_Exercise requirements_:
Pull every line with the word "evidence" out of the entries below.

_Collected data entries_:
PR #1269, opened 2026-09-14
test(rhi/vulkan): pin the index-bind address-flag contract (#1200 is not an engine bug)

### LINKED ISSUE #1200: Vulkan: vkCmdBindIndexBuffer3KHR is issued with address flags 0 for STORAGE-usage index buffers (VUID-VkBindIndexBuffer3InfoKHR address flags)
`vkCmdBindIndexBuffer3KHR` is issued with `VkAddressCommandFlagsKHR(0)` for index buffers whose backing `VkBuffer` also carries `VK_BUFFER_USAGE_2_STORAGE_BUFFER_BIT` (the raw-buffer family — vertex-pull streams, VirtualMeshRegistry's index arena). The validation layer (SDK 1.4.357, Debug editor) reports, ten times per run before the duplicate cap:

```
vkCmdBindIndexBuffer3KHR(): pInfo->addressRange.address (0x1a14e900) belongs to VkBuffer 0x2660000000266,
which was created with VK_BUFFER_USAGE_2_STORAGE_BUFFER_BIT, but address flags (VkAddressCommandFlagsKHR(0))
do not contain VK_ADDRESS_COMMAND_STORAGE_BUFFER_USAGE_BIT_KHR or VK_ADDRESS_COMMAND_UNKNOWN_STORAGE_BUFFER_USAGE_BIT_KHR.
  ...inside command-buffer label region: ScenePass   (also ParticlePass, AOApplyPass)
```

The bind site (`VulkanRendererAPI.cpp`, the `vkCmdBindIndexBuffer3KHR` block) does derive `addressFlags` from the resolver's `StorageUsage`, and the resolver is right about the two buffers it knows: a `VulkanIndexBuffer` is created without `STORAGE_BUFFER_BIT` (→ `Absent`, VUID-13123 forbids the flag) and the raw-family arena with it (→ `Present`). But the layer says the address that was actually bound belongs to a buffer created **with** STORAGE usage while the flags say `Absent` — so the address and the flag describe different buffers. The one path that substitutes an address after resolution is the per-draw stream **snapshot** (#1171, `vertex stream ... rewritten more than once per frame — snapshotting it per draw`; the same run logs two of those), whose copies live in STORAGE-usage arena memory. The flags have to follow the substituted buffer (`Present`, or `Unknown` when the arena's usage is not known at the bind site).

Why it did not show up before: the default Debug configuration (core + synchronization validation) does not report it; it surfaced only under a layer settings file (`VK_LAYER_SETTINGS_PATH`) during the #1186 device-fault hunt on 2026-09-12. The `GetValidationErrorCount() == 0` test assertions therefore never saw it either.

Fix: carry the address-command flags on the raw buffer's binding (`VK_ADDRESS_COMMAND_STORAGE_BUFFER_USAGE_BIT_KHR` for the raw family, and the matching bits for the indirect / transfer address forms), and add the same check to the address-command tests from #1179 so the layer's verdict is part of CI.

## Score

```olo-score

capability: 1

craft: 1

stability: 1

decay: 1

effort: 1

confidence: 0.3

learning: 1

fun: 1

kano: indifferent

blocked_by: []

blocks: []

```

drsnuggles8:
## What this is

Issue #1200 reported `vkCmdBindIndexBuffer3KHR` issuing `VkAddressCommandFlagsKHR(0)` for a
STORAGE-usage index buffer, ten times per run, inside `ScenePass` / `ParticlePass` / `AOApplyPass`.
It came with a diagnosis (the #1171 per-draw vertex-stream snapshot substitutes an address after
resolution) and a fix (carry the storage flag on the raw family's binding).

**The engine is correct and the proposed fix would break it.** The message is produced by GPU-AV:
its buffer-validation family adds `VK_BUFFER_USAGE_STORAGE_BUFFER_BIT` to application buffers so its
own validation shaders can address them, and core validation then reports the application for not
declaring a bit it never asked for.

## The evidence

Same engine, same binary, only the layer settings changing:

| layer configuration | VUID-13122 |
|---|---|
| default Debug (core + sync) | not reported |
| `validate_best_practices = true` | not reported — and its warnings prove the layer was live and reading the settings file |
| `gpuav_enable = true` | **reported** |
| `+ gpuav_index_buffers = false` | reported |
| `+ gpuav_shader_instrumentation = false` | reported |
| `+ gpuav_buffers_validation = false` | not reported |
| `+ gpuav_debug_disable_all = true` | not reported |

The buffer the layer names was matched to its creation through the new bind trace: it is a
`VulkanIndexBuffer` created `INDEX|TRANSFER_DST|TRANSFER_SRC|SHADER_DEVICE_ADDRESS`, with no storage
bit anywhere.

Two further corrections to the issue:

- The raw family **already** carries `VK_ADDRESS_COMMAND_STORAGE_BUFFER_USAGE_BIT_KHR` (traced:
  `flags 0x4`). The binds reporting 0 are the *object-backed* family, where VUID-13123 **forbids**
  it — so the proposed change trades a debug-tool artifact for a real violation.
- The #1171 snapshot path cannot reach an index bind: only two buffer families in the engine are
  created with `INDEX_BUFFER_BIT` and the frame arena is neither, so an arena address bound as an
  index buffer would also have tripped VUID-13051, which the report does not show.

I measured the proposed fix rather than arguing about it: applying it and re-running the new test
reports **VUID-13123 in the default configuration**, with no GPU-AV anywhere.

## What ships

- **A guard, not a fix.** `VulkanDrawPath.IndexBindAddressFlagsFollowEachFamilysCreateTimeStorageUsage`
  asserts the flag decision for both families *and* issues a real indexed draw through each in one
  command buffer, so an attached layer adjudicates 13122 and 13123 on real binds. It fails on both
  counts against the change #1200 proposed.
- **`IndexBindAddressFlagsFor`** — the bind decision, observable without recording anything, mirroring
  `BindIndexBufferFor`'s refusal (extent included).
- **Diagnostics.** `OLO_VK_TRACE_BUFFERS` now logs each buffer's `VkBuffer` beside its address range,
  and every index bind's range, buffer and resolved flags. This is what turned
  `belongs to VkBuffer 0x…` into a named buffer.
- **A doc** with the A/B method, the positive control, and the knob for a quiet GPU-AV run.

### Ride-along fix (own commit)

`688cd147` — a shader whose root-data layout reflects to nothing assembles zero bytes, the arena
refuses a zero-byte claim, and **every draw or dispatch using it was dropped with no message at all**.
Found because it silently dropped both draws of the test above. Behaviour is deliberately unchanged
(an empty layout is more often failed reflection than a genuinely input-free shader, and running on
failed reflection is worse than not running); it now names the shader, like the pipeline-creation
failure one branch up.

## Review guide

**Where I'd look hardest**
1. `OloEngine/tests/Rendering/VulkanDrawPathTest.cpp` — whether the test can pass *vacuously*. The
   raw-family draw is the one that matters, and the target is already green from the object-backed
   draw, so I assert on the draw **census** (incremented at the `vkCmdDraw*`, after the index bind)
   rather than `GetPreparedDrawsThisRecording()` (incremented inside `PrepareDraw`, before it).
   If that reasoning is wrong, the test proves much less than it claims.
2. `VulkanRendererAPI.cpp` `AssembleAndPushRootData` — the ride-along. Keeping the drop is a
   judgement call; the opposite call (let an input-free shader draw) is defensible and I did not
   make it.
3. `VulkanRendererAPI.h` `IndexBindAddressFlagsFor` — a new public accessor whose only consumer is a
   test. Justified in its comment; push back if that is the wrong shape.

**What I verified, and how** — the A/B matrix above (`VK_LAYER_SETTINGS_PATH`, one test run per row);
181/181 `Vulkan*` tests green; the live editor on Vulkan (`[RHI] Backend: Vulkan`, 48 FPS, zero
`[error]` lines) plus a clean sweep of DriftMenu / SponzaDeferred / VirtualGeometrySponza /
particle_test — ~22k index binds, no validation message; and the deliberate counter-experiment above,
which failed exactly as predicted and was reverted.

**Least confident about** — whether GPU-AV *should* be exempting its own injected usage from these
VUIDs, i.e. whether this is worth reporting upstream to Vulkan-ValidationLayers. I did not file
anything; I think it is worth doing and would rather you decide.

**Deliberately not tested** — the full non-Vulkan suite. The diff is Vulkan-backend-only plus one
test and docs, and the full run has known machine-local flakes here; `Vulkan*` is the surface this
touches.

---

This PR does **not** close #1200 — it is a not-a-bug finding, and closing an issue stays yours. I
recommend closing it with the evidence above.

## Summary by CodeRabbit

- **New Features**
  - Added opt-in Vulkan buffer tracing for raw, vertex, and index buffers, including buffer handles, address ranges, sizes, and usage flags.
  - Added diagnostics for index-buffer binding details.

- **Bug Fixes**
  - Draws and dispatches with empty root-data layouts now report a clear warning instead of attempting an invalid zero-byte operation.

- **Documentation**
  - Added guidance for interpreting GPU-assisted validation results and distinguishing layer-generated diagnostics from engine issues.


drsnuggles8:
@coderabbitai review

_Output for this exercise_:
## The evidence
recommend closing it with the evidence above.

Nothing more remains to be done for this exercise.